Find and copy the lines in the records beneath this task that contain the word "remote".
Supplied material below:
PR #35, opened 2019-11-27
replaced gsutil usage with gcsfs

mcgibbon:


fv3config/_asset_list.py
```diff
@@ -102,71 +116,45 @@ def get_asset_dict(source_location, source_name, target_location='',
...
         target_location (str, optional): target_location used for generated assets.
             Defaults to '' which is root of run-directory.
+        copy_method ('copy' or 'link', optional): whether to copy or link assets,
+            defaults to 'copy'. If location is a google cloud storage url, this option
+            is ignored and files are copied.
 
     Returns:
         list: a list of asset dictionaries
         """
+    if is_gsbucket_url(location):
```
nbren12: I would recommend creating the filesystem object using the approach from my multiple restart PR: https://github.com/VulcanClimateModeling/fv3net/blob/7c224ffc885f15196c64017ea941784e53af5d93/external/vcm/vcm/misc/rundir.py#L81 

This will allow using any type of filesystem supported by `fsspec` rather than just GCS or local. `fsspec.filesystems('file')` creates a local file system, `fsspec.filesystems('gs')` creates a GCS one.

fv3config/_asset_list.py
```diff
@@ -102,71 +116,45 @@ def get_asset_dict(source_location, source_name, target_location='',
...
-    path_list = stdout_str.decode().split('\n')[:-1]
-    for path in path_list:
-        dirname, basename = os.path.split(path)
-        if basename != '':
-            asset_list.append(get_asset_dict(dirname,
-                                             basename,
-                                             target_location=target_location))
+    path_list = fs.walk(location)
+    for dirname, _, files in path_list:
+        print(dirname, files, target_location)
```
nbren12: perhaps removing this print statement, which i assume was there for debugging purposes.

fv3config/_asset_list.py
```diff
@@ -221,28 +214,25 @@ def config_to_asset_list(config):
...
+            'cannot perform linking operation involving remote urls '
+            f'from {source_item} to {target_item}'
+        )
     if os.path.exists(target_item):
         os.remove(target_item)
     os.link(source_item, target_item)
 
 
 def copy_file(source_path, target_path):
     if is_gsbucket_url(source_path):
```
nbren12: Same trick here as I describe above to create the filesystem object in a general fashion.

fv3config/_asset_list.py
```diff
@@ -102,71 +116,45 @@ def get_asset_dict(source_location, source_name, target_location='',
...
-                                             basename,
-                                             target_location=target_location))
+    path_list = fs.walk(location)
+    for dirname, _, files in path_list:
+        print(dirname, files, target_location)
+        subdir_target_location = os.path.join(
+            target_location, os.path.relpath(dirname, start=location)
+        )
+        for basename in files:
+            asset_list.append(
```
nbren12: In `gcsfs`, there is no `gs://` prefix. Are you putting them back in anywhere? If not, then I do not see how the generated `asset` will not contain any information about whether the file is remote or local. 

However, instead of re-prepending the `gs://` to the path, I would recommend adding a `protocol` entry to the asset, which can be used to instantiate the filesystem in `copy_file`. To write a file this would look like:
```
def copy_file(protocol, source_path, target_path):
    fs = fsspec.filesystems(protocol)
    fs.get(source_path, target_path)
```
This would change the asset API, but so far I don't think any of us are using that directly.

fv3config/_asset_list.py
nbren12: `fsspec.filesystems` is really nice example of using the factory design pattern IMO.

fv3config/_asset_list.py
mcgibbon: Yes, I ran into that bug when working on the fv3run kubernetes PR and prepended it there. Part of why I didn't ask for reviews on this PR yet was that the gcs functionality couldn't be tested until the kubernetes stuff was working, and now we have that as an integration test (and a hint as to at least one useful unit test I can add).

The main reason I'd opt for pre-pending gs:// instead of adding `protocol` is it makes the two APIs (location and asset) consistent with one another. Because the asset API *is* a user-facing api (even if none of us are using it currently), I think consistency of the APIs is worthwhile. It's also not hard to enforce or make simple to access/generalize, we could write a `get_protocol(path)` function (I effectively did this, but `get_fs(path)`, in the upcoming kubernetes API).

Looking at the changes in the kubernetes branch, the code has actually been changed a fair bit more -- I think it may be best to review them as a single PR instead of working to pull just the filesystem changes out.

mcgibbon: It also ends up being a little more complicated than picking one protocol, because there are separate `put`, `get`, and `copy` methods for copying to, from, or within a filesystem. The code I wrote in the next PR handles these different cases.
End of Supplied material.
Finished exercise:
+            'cannot perform linking operation involving remote urls '
nbren12: In `gcsfs`, there is no `gs://` prefix. Are you putting them back in anywhere? If not, then I do not see how the generated `asset` will not contain any information about whether the file is remote or local. 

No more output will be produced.